The Human Cellular Automata

The human cellular automaton is like a Mexican Wave in two-dimensions.

In nineteen sixty-eight the mathematician John Conway invented a particular version of cellular automata called ‘Life’. In Steven Levy’s book “Artificial Life, the quest for a new creation” his original script is given as follows.

“Life occurs on a virtual checkerboard. The squares are called cells. They are in one or two states: alive or dead. Each cell has eight possible neighbours, the cells which touch its sides or its corners.
If a cell on the checkerboard is alive, it will survive in the next timestep (or generation) if there are either two or three neighbours also alive. It will die of overcrowding if there are more than three live neighbours, and it will die of exposure if there are fewer than two.
If a cell on a checkerboard is dead, it will remain dead in the next generation unless exactly three of its eight neighbours are alive. In that case the cell will be ‘born’ in the next generation.”
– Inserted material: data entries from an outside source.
PR #957, opened 2023-02-21
Okta MFA - Support multiple of same type

szechyjs:
This resolves the linting issues in #745 since its has gone stale (abandoned?).

PR #998, opened 2023-03-22
split coverage report generation and upload

briantist:
Demonstration of what I described here:
- https://github.com/Versent/saml2aws/discussions/996#discussioncomment-5387761


.github/workflows/go.yml
```diff
@@ -28,13 +28,13 @@ jobs:
...
 
-    - name: Codecov
-      uses: codecov/codecov-action@v3
+    - name: Upload coverage report
+      uses: actions/upload-artifact@v3
       with:
-        file: coverage.txt
-        flags: unittests
+        name: reports
+        path: ${{ matrix.os }}_coverage.txt
```
briantist, line 37: use short retention and ensure no coverage file is an error

```suggestion
        name: reports
        path: ${{ matrix.os }}_coverage.txt
        if-no-files-found: error
        retention-days: 1        
```

briantist:
While it all appears to be successful, the two runs so far had errors processing on the codecov side for some reason:
- [[run](https://github.com/Versent/saml2aws/actions/runs/4485824731)] -- [[codecov](https://app.codecov.io/github/Versent/saml2aws/commit/f0ea15ed8254198677449c17472f6d36e6bcd1b0)]
- [[run](https://github.com/Versent/saml2aws/actions/runs/4485854428)] -- [[codecov](https://app.codecov.io/github/Versent/saml2aws/commit/810dfaf440dc26dd1abb63ec340e59b341b28c21)]

I'm not sure why that is; it might be that they actually do rely on `contents: read` but don't document it (but https://github.com/codecov/codecov-action/issues/739 suggests otherwise).

It may also be that the location of the coverage file matters, and while it was in the root before, I'm downloading it into a directory.

I did confirm the uploaded reports have content, and they do seem to be uploaded to codecov according to the action's output.

.github/workflows/go.yml
```diff
@@ -57,6 +59,25 @@ jobs:
       with:
         version: v1.51.2
 
+  coverage:
+    name: coverage
+    permissions:
```
briantist, line 64:
```suggestion
    permissions:
      contents: read
```

.github/workflows/go.yml
```diff
@@ -57,6 +59,26 @@ jobs:
...
+      contents: read
+      actions: read
+    runs-on: ubuntu-latest
+    needs: [build]
+    steps:
```
briantist, line 69:
```suggestion
    steps:
    - uses: actions/checkout@v3
```

briantist:
looking at the content of the uploaded reports (to codecov, not to the workflow artifacts) from successful (other runs) vs. this, I suspect codecov requires the repo to be checked out, so even though their uploader doesn't require `contents: read`, we do need that permission to perform the checkout.

Let's see if that does the trick in https://github.com/Versent/saml2aws/pull/998/commits/8cfef607e1f915d261e760e49837895f51a04071

mapkon (approved):

briantist:
@mapkon setting this back to draft because although it appears successful, the last two runs did not update the codecov comment, and when I look at them, they don't show an error but appear to be still processing, very strange:
- https://app.codecov.io/github/Versent/saml2aws/commit/db7273658c97c5f135643331559093be3611e910
- https://app.codecov.io/github/Versent/saml2aws/commit/5a8b9947a340ffd6e421c60510b76d330215d766

briantist:
hm, this might be a problem on codecov's end... for example the latest run in #957 has the same issue:
- https://app.codecov.io/github/Versent/saml2aws/commit/648be5e611117ac5869bb3600d10370a4a171cea

(and if you look at the edit time on the codecov comment in that PR, it too has not been updated)

mapkon:
Yeah, took a punt at merging but the reports look iffy, then I demurred. I am glad you noticed the strangeness too -

.github/workflows/go.yml
```diff
@@ -28,13 +28,15 @@ jobs:
       run: |
         go install github.com/playwright-community/playwright-go/cmd/playwright
         playwright install --with-deps
-        go test -v ./... -coverprofile=coverage.txt -covermode=atomic
+        go test -v ./... -coverprofile=${{ matrix.os }}_coverage.txt -covermode=atomic
 
-    - name: Codecov
-      uses: codecov/codecov-action@v3
+    - name: Upload coverage report
```
gliptak, line 33: @briantist please add below after this line

```
if: matrix.os == 'ubuntu-18.04'
```

.github/workflows/go.yml
jsoref: Fwiw, this does a couple of things and should be included in `build:` as well...

specifically, if you don't specify any permissions, each workflow/job will default to some level of maximal permissions depending on various things. By specifying _any_ permissions, the permissions categories you don't specify get no permission (metadata being a caveat, but...) -- this is a good thing -- you're limiting permissions to only those you ask for, instead of unintentionally allowing potentially quite generous permissions.

.github/workflows/go.yml
```diff
@@ -57,6 +59,26 @@ jobs:
...
+        path: reports
+
+    - name: Codecov
+      uses: codecov/codecov-action@v3
+      with:
+        directory: reports
+        flags: unittests
+
   release-build:
     name: release-build
```
jsoref, line 83: This job should have:
```
permissions:
  contents: write
```
per https://github.com/goreleaser/goreleaser-action#workflow

briantist: I didn't change the permissions for that job in this PR; when it runs via `push` trigger it will have write access in all the scopes. If we want to pare down permissions for this job to only `contents: write` (it's a good idea!) we should do it in a different PR.

briantist: one other thing is that we can't actually give it `contents: write` for the `pull_request`-triggered runs if the PR is based on a fork, so the job will actually fail in that case... I don't know what goreleaser is actually doing during PR runs, I guess it's just ensuring it can build and such since it doesn't do an actual release, and in that case it won't need write.

briantist:
> Yeah, took a punt at merging but the reports look iffy, then I demurred. I am glad you noticed the strangeness too -

It looks like it was indeed a problem on codecov's end; both this PR and others in this repo are working fine now, so I think we're good with this!

This latest lint failure does not appear to be related to this PR (also happening in others, see https://github.com/Versent/saml2aws/actions/runs/4499509224)

.github/workflows/go.yml
gliptak: @briantist thank you. I proposed as it corrected Codecov reporting in my setup. Do reports have unique names (based on OS)?

mapkon: I suppose based on how they are being uploaded, yes! 
`go test -v ./... -coverprofile=${{ matrix.os }}_coverage.txt -covermode=atomic`

gliptak: @mapkon @briantist I didn't catch that update. thx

There are many other forms of cellular automata, with more complicated rules, other forms of emergence and change, further possible states for cells to be in and other dynamics of mutual inter-relation. The version running at WOS is based on Conway’s ‘Life’ because it is fast, simple and infinitely scalable – there’s no excuse not to join in.

This is the script:

  1. Everyone stands in a grid. Each person is a cell
  2. Choose whether you want to start the first cycle in an ‘on’ or ‘off’ position. If you are ‘on’, hold the WOS program, or other piece of paper, on your head.
  3. Once everyone has chosen their state, the next cycle begins. Your state is determined by the cells directly to your front and back and on your left and right. (If you are on an edge ‘wrap’ to the cell opposite. If you are in a corner, wrap to both of your opposites.)
  4. If two or three or your neighbouring cells are ‘on’, you are ‘on’ in the next cycle. If none, one, or four of your neighbouring cells are on, you will be ‘off’.
  5. Move to the next cycle once every cell is in the correct state.
  6. Keep going, see how fast and fluid we can make each cycle.
  7. ‘Stopping’ will emerge by its own set of rules.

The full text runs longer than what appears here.